Наташа открыла ему сразу, будто ждала его за дверью.
Потом было время любви и время спокойствия.
Время исчезновения забот…
Много сказали Данилов и Наташа друг другу слов, хотя в словах у них никакой необходимости сегодня не было… Еще ночью Данилов и думать не хотел о Наташе, ссора с Кармадоном, Наташины любезности с Андреем Ивановичем из Иркутска, казалось, отделили его от Наташи, может быть, навсегда. Однако теперь, вернувшись в жизнь, Данилов понял, как он любит Наташу. И как она любит его.
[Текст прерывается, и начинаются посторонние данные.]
Issue #336, opened 2016-05-11
If Jetpack is_staging_site, add notice to health page and don't bump stats


jkudish:
Jetpack has a `Jetpack::is_staging_site()` function which, if true, should prevent "syncing" of the site to WP.com. I don't think we should consider it as a full "killswitch" flag for WCC, but we may want to scale some things back (like not bumping any stats) when it returns true, and perhaps showing that on the health page (e.g. "This is a staging site, some features may not work as expected") (cc @allendav) as well.

h/t @kraftbj

allendav:
I agree. Let's kill bumping stats and add this to the health page. Changing this question to bug.

PR #384, opened 2016-06-06
Disable bumping stats when the site is a Jetpack staging site

DanReyLop:
Solves #336

When the site is a Jetpack staging site (```Jetpack::is_staging_site()``` returns ```true```), the requests sent to the WCC server will have a flag to prevent stats to be bumped for the site.

Also, a notice in the health page will be displayed.

I'm not sure how to test this, since I don't know how to put a site in "staging" mode, I just put a ```return true;``` at the start of ```Jetpack::is_staging_site()``` and check that the notice on the Health page is shown, and that all the requests that the client sends to the WCC server have ```settings.enable_stats = false```.

@jeffstieler @allendav @nabsul

### DIFF
--- a/classes/class-wc-connect-api-client.php
+++ b/classes/class-wc-connect-api-client.php
@@ -193,6 +193,7 @@ if ( ! class_exists( 'WC_Connect_API_Client' ) ) {
 				'last_heartbeat' => get_option( 'wc_connect_last_heartbeat', 0 ),
 				'last_rate_request' => get_option( 'wc_connect_last_rate_request', 0 ),
 				'active_services' => $this->wc_connect_loader->get_active_services(),
+				'disable_stats' => Jetpack::is_staging_site(),
 			) );
 
 			$body = wp_json_encode( apply_filters( 'wc_connect_api_client_body', $body ) );
--- a/classes/class-wc-connect-help-provider.php
+++ b/classes/class-wc-connect-help-provider.php
@@ -145,6 +145,14 @@ if ( ! class_exists( 'WC_Connect_Help_Provider' ) ) {
 					__( 'Please connect Jetpack to WordPress.com', 'woocommerce' ),
 					''
 				);
+			} else if ( Jetpack::is_staging_site() ) {
+				$health_item = $this->build_indicator(
+					'jetpack_indicator',
+					'notice',
+					'indicator-warning',
+					__( 'This is a Jetpack staging site', 'woocommerce' ),
+					''
+				);
 			} else {
 				$health_item = $this->build_indicator(
 					'jetpack_indicator',


classes/class-wc-connect-api-client.php
```diff
@@ -193,6 +193,7 @@ protected function request( $method, $path, $body = array() ) {
 				'last_heartbeat' => get_option( 'wc_connect_last_heartbeat', 0 ),
 				'last_rate_request' => get_option( 'wc_connect_last_rate_request', 0 ),
 				'active_services' => $this->wc_connect_loader->get_active_services(),
+				'enable_stats' => ! Jetpack::is_staging_site(),
```
jkudish: I'd like to suggest that this be `disable_stats` instead. It makes more sense semantically to have this be a flag to turn it off and have it be on by default.

This will simplify the server PR a little bit too, checking for a truthy value is easier to read then checking for `false` explicitly.

Also I think this value should get a filter on it; though it's optional

classes/class-wc-connect-help-provider.php
```diff
@@ -145,6 +145,14 @@ protected function get_health_items() {
 					__( 'Please connect Jetpack to WordPress.com', 'woocommerce' ),
 					''
 				);
+			} else if ( Jetpack::is_staging_site() ) {
+				$health_item = $this->build_indicator(
+					'jetpack_indicator',
+					'notice',
+					'indicator-error',
+					__( 'This is a Jetpack staging site, some features may not work as expected', 'woocommerce' ),
```
jkudish: Would be nice to be more specific here, for users' sake

jkudish:
Don't forget to label/milestone and assign your PRs :)

classes/class-wc-connect-api-client.php
DanReyLop: Hum... I agree on the server logic part, but I've never been a fan of "inverse booleans" such as ```var doesntHaveSomething``` or ```somethingIsDisabled```, it makes the code harder to read.

What do you mean by filter?

classes/class-wc-connect-help-provider.php
DanReyLop: Well, for now everything works, except for our internal stats, so I don't know what else to put here. Is there anything that isn't supposed to work in Jetpack Staging?

classes/class-wc-connect-api-client.php
jkudish: I guess it's a bit of a personal opinion, but I think it almost always makes sense to use the one that is not the "most common scenario". In this case, disabling stats is the exception not the rule, thus checking for `disable_stats` makes more sense. If we only wanted stats for certain requests, then I'd agree with you.

---

Filter: I mean a WordPress filter (`apply_filters( ... )`) so that someone (mostly us) can toggle this as needed.

classes/class-wc-connect-help-provider.php
jkudish: I'll defer to @allendav on this one.

classes/class-wc-connect-api-client.php
DanReyLop: Agree, in this case it makes more sense. I've changed the flag to ```disable_stats```.

Adding a filter for this seems an overkill at this point, though.

allendav: @jkudish - can you give an example use case for the filter? There is already a `jetpack_is_staging_site` filter in Jetpack - would that suffice?

classes/class-wc-connect-help-provider.php
allendav: Instead of error, let's make this a warning and say simply "This is a Jetpack staging site"

There is no user facing impact at this time, right? The value presently is just for an agency/dev to have some context for their work. Down the road we may want to tie other features to staging/not-staging and then we can consider adding additional text, e.g. "This is a Jetpack staging site, only test shipping labels can be generated"

jkudish: Agreed

allendav:
@DanReyLop wrote:

> I'm not sure how to test this, since I don't know how to put a site in "staging" mode

I suggest temporarily hooking a function into the `jetpack_is_staging_site` filter for testing. I use a "catch all" dev.php to do little hacks like this.

ref: https://github.com/Automattic/jetpack/blob/c424be4df0284fb30f85088b8a0f921747da0b82/class.jetpack.php#L5652

jkudish:
Fine to skip the filter for now.

classes/class-wc-connect-api-client.php
```diff
@@ -193,6 +193,7 @@ protected function request( $method, $path, $body = array() ) {
 				'last_heartbeat' => get_option( 'wc_connect_last_heartbeat', 0 ),
 				'last_rate_request' => get_option( 'wc_connect_last_rate_request', 0 ),
 				'active_services' => $this->wc_connect_loader->get_active_services(),
+				'disable_stats' => Jetpack::is_staging_site(),
```
allendav: If Jetpack is not active, will this code explode? We may need to test for the class + method first.

classes/class-wc-connect-help-provider.php
```diff
@@ -145,6 +145,14 @@ protected function get_health_items() {
 					__( 'Please connect Jetpack to WordPress.com', 'woocommerce' ),
 					''
 				);
+			} else if ( Jetpack::is_staging_site() ) {
```
allendav: Same comment as above. We should check for the class + method before attempting to use it since Jetpack may not be activated (or possibly even installed.)

classes/class-wc-connect-api-client.php
DanReyLop: This method checks for Jetpack way before reaching this code. This is the moment of sending a request to the WCC server, so at this point we are sure that Jetpack is alive and running.

classes/class-wc-connect-help-provider.php
DanReyLop: If Jetpack is not connected the ```else if``` branches above this one will execute instead, so this won't ever get checked if Jetpack is not connected / installed.

classes/class-wc-connect-api-client.php
allendav: Cool. Fair enough, then :)

classes/class-wc-connect-help-provider.php
allendav: Cool

PR #385, opened 2016-06-07
Add fallback message on shipping settings page

### LINKED ISSUE #338: Send users to debug page if form fails to render
Here's an idea: if the form fails to render because of a recent form schema update, we shouldn't wait 24 hours to re-fetch the schema. Perhaps we can re-queue a one time event to fetch 30m later or something?

We'll need to be careful because we also don't want to hammer the server with requests in the event where we introduce an error.

I don't have an exact technical implementation in mind, but something to potentially explore.

jkudish:
This PR seeks to add a fallback message that appears (via a css animation) on the shipping settings form if the form hasn't rendered within 3 seconds. The message prompts the user to visit
the debug page to find some troubleshooting steps.

image

The easiest way to test it is to apply the following diff to `client/main.js`:

```
diff --git a/client/main.js b/client/main.js
index daa853c..d2bc95f 100644
--- a/client/main.js
+++ b/client/main.js
@@ -27,7 +27,7 @@ let render = () => {
        const WCCShippingSettings = require( 'views/shipping' );
        ReactDOM.render(
                <Provider store={ store }>
-                       <WCCShippingSettings
+                       <WCCShippingSetting
                                storeOptions={ storeOptions }
                                schema={ formSchema }
                                layout={ formLayout }
@@ -54,7 +54,7 @@ if ( module.hot ) {
                try {
                        renderApp();
                } catch ( error ) {
-                       renderError( error );
+                       // renderError( error );
                }
        };
```

Though anything that breaks the form from rendering (including changing the schema) is a good way to test this.

Fixes #338 

cc @kellychoffman for a design review (anything we should prettify here?)
cc @nabsul @allendav @jeffstieler @DanReyLop

### DIFF
--- a/assets/stylesheets/style.scss
+++ b/assets/stylesheets/style.scss
@@ -219,3 +219,23 @@
     @import '../../client/views/shipping/style';
 
 }
+
+@-webkit-keyframes fadeIn { from { opacity: 0; } to { opacity: 1; } }
+@-moz-keyframes fadeIn { from { opacity: 0; } to { opacity: 1; } }
+@keyframes fadeIn { from { opacity: 0; } to { opacity: 1; } }
+
+#wc-connect-admin-container .form-troubles {
+	opacity: 0;
+	-webkit-animation: fadeIn ease-in 1;
+	-moz-animation: fadeIn ease-in 1;
+	animation: fadeIn ease-in 1;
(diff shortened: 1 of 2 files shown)


allendav:
:shipit:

Все, что не касалось сейчас их с Наташей, Данилова не трогало, хотя он и слушал Наташины рассказы и сам говорил что-то. И даже история Миши Коренева, совсем недавно волновавшая Данилова, мучившая его своей тайной, нынче была воспринята им словно бы история литературного персонажа, какой на Земле никогда не существовал. Данилов понимал, что завтра в нем опять возникнет интерес к судьбе погибшего скрипача. Но что теперь ему было до Миши Коренева! Да, Миша в последнем своем послании писал Наташе о прежней своей любви, но ведь Наташа уже не любила его! Не любила! Это и было для Данилова главное.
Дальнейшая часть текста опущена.